Court’s ruling that there was no Rule 2014 disclosure violation and remanded the matter to the Bankruptcy Court to determine, in the first instance, if there was an unintentional, negligent and/or inadvertent nondisclosure by Shumaker. Id. at * 13. Additionally, the Court held that if the Bankruptcy Court determined a Rule 2014 violation occurred, to then determine whether and what type of sanction was warranted. Id. On remand, the Bankruptcy Court found that Shumaker “inadvertently and non-negligently failed to disclose all of its connections with the Debtor, creditors, or other interested parties in this case,” but that no sanction was

warranted. (Doc. # 22-37 at 3).
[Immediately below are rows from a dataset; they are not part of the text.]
PR #667, opened 2015-05-15
removed the lame linear transition to slider

btkostner:
last 'to do' on pull request #405


lewisgoddard:
I don't think we want to be doubling the transition time, and I would have thought `ease-in-out` would suffice, but we can check your animation too.

danrabbit:
Yeah I'm gonna close this. It's already fixed since we use ease-in-out

btkostner:
the css code in master branch is linear right now

PR #682, opened 2015-05-26
Fix #681

### LINKED ISSUE #681: "Meet our apps" awkward on big displays
screenshot from 2015-05-26 11 51 20

We should find a way to keep it more centered.

lewisgoddard:
Fix #681 https://beta.elementary.io/branch/fix-681/


lewisgoddard:
Breaks small screens.

lewisgoddard:
I am happy that this works on both small and large screens, with the only issue being pre-existing (background doesn't modify height to fit changes in window dimensions).

Issue #595, opened 2015-04-24
Update hash/fragment when scrolling in docs


cassidyjames:
Right now in the docs if you click to a section, then scroll on a bit, the URL still includes the hash of the earlier section.

Would it be useful to update the hash to link to the current section?

lewisgoddard:
I assume this should only apply to docs, and not every id we scroll past.

Check out `/scripts/smooth-scrolling.js` for how to get an id quickly from an absolute path in javascript.

cassidyjames:
@lewisgoddard yes, only in docs.

PR #684, opened 2015-06-03
Hash update

btkostner:
added hash updating url and sidebar navigation to the docs

### DIFF
--- a/scripts/docs/main.js
+++ b/scripts/docs/main.js
@@ -61,8 +61,8 @@ $(document).ready(function() {
         // Saves and removes id from element
         var id = currentSection.id;
         currentSection.id = '';
-        // Changes browser hash
-        location.hash = id;
+        // Changes browser hash without adding to history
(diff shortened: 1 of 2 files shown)


btkostner:
fixes bug #595

lewisgoddard:
This is going to require some serious testing, and I think emersion wrote most of that code.

emersion:
Okay, will review.

lewisgoddard:
I've only got a couple of minor problems, mostly the issues it exposes with our consistency, or rather lack of consistency. `/docs/installation` only has 1 header that is detected, since the rest were not properly formatted.

lewisgoddard:
Since I can't edit your repository, I've proposed a branch at #706 that fixes the issues with `/docs/installation`

If you are happy with those modifications and merge them here, I will merge this branch (unless someone else merges mine to master first, although we seem to be slacking with that).

PR #697, opened 2015-06-14
Add download classification for new servers.

lewisgoddard:
### [beta.elementary.io/branch/sorry-sourceforge](http://beta.elementary.io/branch/sorry-sourceforge/)
Will render links with the new format, direct download servers and webseed-less Magnet links.

### [/backend/classify.get.php](http://beta.elementary.io/branch/sorry-sourceforge/backend/classify.get.php)
Renders a debug version of your location lookup, giving the hostname (typically an IP), followed by a Continent, Country, and if not already allocated, a Hash and Remainder. This will be followed by your allocated server.  
`109.149.93.184 Continent: "EU" Country: "GB" Longitude: "-0.13" lon1`


lewisgoddard:
I've now got 7 confirmations of reasonable results, from just two continents though, as far as I can tell.

lewisgoddard:
Hang on, I'm going to add tracking.

lewisgoddard:
Okay, relative-reference, my bad. The Cloudflare caching the actual _page_ didn't help though.

lewisgoddard:
_Links will not attempt to open in a new tab once in `master`, the `scripts/external-links.js` is interfering.

backend/classify.get.php
```diff
@@ -0,0 +1,22 @@
+<?php
+
+include_once 'classify.functions.php';
+
+if (!empty($_GET['IP'])) {
```
fabianthoma: This looks like debug code, if it is, can we remove it?

backend/classify.functions.php
```diff
@@ -0,0 +1,124 @@
...
+		return 'sgp1';
+
+	// Other
+	} else {
+		return array('nyc3', 'ams3');
+	}
+
+}
+
+function ipHash($hostname, $debug = false) {
```
fabianthoma: What does this function do? Please add comments and explain it a bit, because I have no clue frm reading this code

backend/classify.get.php
lewisgoddard: This entire _file_ is a debug code, but my concern is that someone will complain they are downloading from somewhere weird and I will need a place to test to send them so I know what Continent/Country/Timezone they are getting.

fabianthoma: ok, we can leave that part in, might be a good idea to mark it as that then though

The Estates appeal this finding, arguing that the Bankruptcy Court abused its discretion by (1) denying the Estates the opportunity to conduct discovery on remand, and (2) determining on remand that Shumaker’s violations were inadvertent and non-negligent. (Doc. # 21). II. Standard of Review The District Court functions as an appellate court in reviewing decisions of the Bankruptcy Court. In re Colortex Indus., Inc., 19 F.3d 1371, 1374 (11th Cir. 1994). “A

bankruptcy court’s ruling about the employment of counsel is reviewed for abuse of discretion.” Forizs & Dogali, P.A. v. Siegel, No. 8:12-cv-253-T-23, 2012 WL 4356266, at *2 (M.D. Fla. Sept. 24, 2012) (citing Blumenthal v. Myers, 426 B.R. 796, 799 (B.A.P. 8th Cir. 2010). This Court reviews the Bankruptcy Court’s legal conclusions de novo but must accept the Bankruptcy Court’s factual findings unless they are clearly erroneous. Rush v. JLJ Inc. (In re JLJ Inc.), 988 F.2d 1112, 1116 (11th Cir. 1993). The District Court reviews a bankruptcy order pertaining to attorney’s fees for abuse of discretion. Matter of U.S. Golf Corp., 639 F.2d 1197 (5th Cir. 1981). Similarly, a

bankruptcy court’s order on disgorgement and/or sanctions is reviewed for abuse of discretion. In re Stewart, 600 B.R. 425, 431 (B.A.P. 10th Cir. 2019) (citing Jensen v. U.S. Tr. (In re Smitty’s Truck Stop, Inc., 210 B.R. 844, 846 (10th Cir. BAP 1997)).